PR #2899, opened 2024-12-06
Expose `OPENSHIFT_CLUSTER_NAME` as an env variable

danilo-gemoli:
### Description
Expose the name of the cluster the operator is running on:
```sh
$ oc get infrastructure/cluster -o json | jq .status.infrastructureName
```
as an environment variable `OPENSHIFT_CLUSTER_NAME` on the collector container.
The previous major release `v5.x` of the operator used to set the cluster name as the default value of the `groupPrefix` field on the `ClusterLogForwarder`:
```yaml
apiVersion: logging.openshift.io
kind: ClusterLogForwarder
spec:
  outputs:
  - type: cloudwatch
    cloudwatch:
      groupPrefix: ...
```
check the validation function [here](https://github.com/openshift/cluster-logging-operator/blob/1c607cd51f0cf835d12b15faa251d68c95308b58/internal/validations/clusterlogforwarder/validate_clusterlogforwarderspec.go#L226-L235).
As far as I'm able to understand, that's not the case anymore in `v6.x`.
The old behavior was pretty convenient for a cluster admin because, with no configuration at all, it was possible to give meaningful names to log groups in AWS CloudWatch.
By exposing `OPENSHIFT_CLUSTER_NAME` it would allowed to mimic it once again:
```yaml
apiVersion: observability.openshift.io
kind: ClusterLogForwarder
spec:
  outputs:
  - type: cloudwatch
    cloudwatch:
      groupName: '{ get_env_var("OPENSHIFT_CLUSTER_NAME") + .log_type || "noname" }'
```

/cc @jcantrill 
/assign @jcantrill

### DIFF
--- a/cmd/main.go
+++ b/cmd/main.go
@@ -135,6 +135,11 @@ func main() {
 		log.Error(err, "unable to retrieve the cluster version")
 		os.Exit(1)
 	}
+	clusterName, err := version.ClusterName(mgr.GetAPIReader())
+	if err != nil {
+		log.Error(err, "unable to retrieve the cluster name")
+		os.Exit(1)
+	}
 	migrateManifestResources(mgr.GetClient())
 
 	log.Info("Registering Components.")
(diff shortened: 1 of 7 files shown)


cahartma:
I suggest we discuss further in either a new Jira in the LOG project (@danilo-gemoli), or separate meeting where we can discuss and update this PR.

jcantrill:
Closing this issue as I don't see us accepting this as-is and further discussing as [recommended](url) is the right path forward.https://github.com/openshift/cluster-logging-operator/pull/2899#issuecomment-2528979911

__________

The full set of records, transcribed exactly, is the answer.

PR #2899, opened 2024-12-06
Expose `OPENSHIFT_CLUSTER_NAME` as an env variable

danilo-gemoli:
### Description
Expose the name of the cluster the operator is running on:
```sh
$ oc get infrastructure/cluster -o json | jq .status.infrastructureName
```
as an environment variable `OPENSHIFT_CLUSTER_NAME` on the collector container.
The previous major release `v5.x` of the operator used to set the cluster name as the default value of the `groupPrefix` field on the `ClusterLogForwarder`:
```yaml
apiVersion: logging.openshift.io
kind: ClusterLogForwarder
spec:
  outputs:
  - type: cloudwatch
    cloudwatch:
      groupPrefix: ...
```
check the validation function [here](https://github.com/openshift/cluster-logging-operator/blob/1c607cd51f0cf835d12b15faa251d68c95308b58/internal/validations/clusterlogforwarder/validate_clusterlogforwarderspec.go#L226-L235).
As far as I'm able to understand, that's not the case anymore in `v6.x`.
The old behavior was pretty convenient for a cluster admin because, with no configuration at all, it was possible to give meaningful names to log groups in AWS CloudWatch.
By exposing `OPENSHIFT_CLUSTER_NAME` it would allowed to mimic it once again:
```yaml
apiVersion: observability.openshift.io
kind: ClusterLogForwarder
spec:
  outputs:
  - type: cloudwatch
    cloudwatch:
      groupName: '{ get_env_var("OPENSHIFT_CLUSTER_NAME") + .log_type || "noname" }'
```

/cc @jcantrill 
/assign @jcantrill

### DIFF
--- a/cmd/main.go
+++ b/cmd/main.go
@@ -135,6 +135,11 @@ func main() {
 		log.Error(err, "unable to retrieve the cluster version")
 		os.Exit(1)
 	}
+	clusterName, err := version.ClusterName(mgr.GetAPIReader())
+	if err != nil {
+		log.Error(err, "unable to retrieve the cluster name")
+		os.Exit(1)
+	}
 	migrateManifestResources(mgr.GetClient())
 
 	log.Info("Registering Components.")
(diff shortened: 1 of 7 files shown)


cahartma:
I suggest we discuss further in either a new Jira in the LOG project (@danilo-gemoli), or separate meeting where we can discuss and update this PR.

jcantrill:
Closing this issue as I don't see us accepting this as-is and further discussing as [recommended](url) is the right path forward.https://github.com/openshift/cluster-logging-operator/pull/2899#issuecomment-2528979911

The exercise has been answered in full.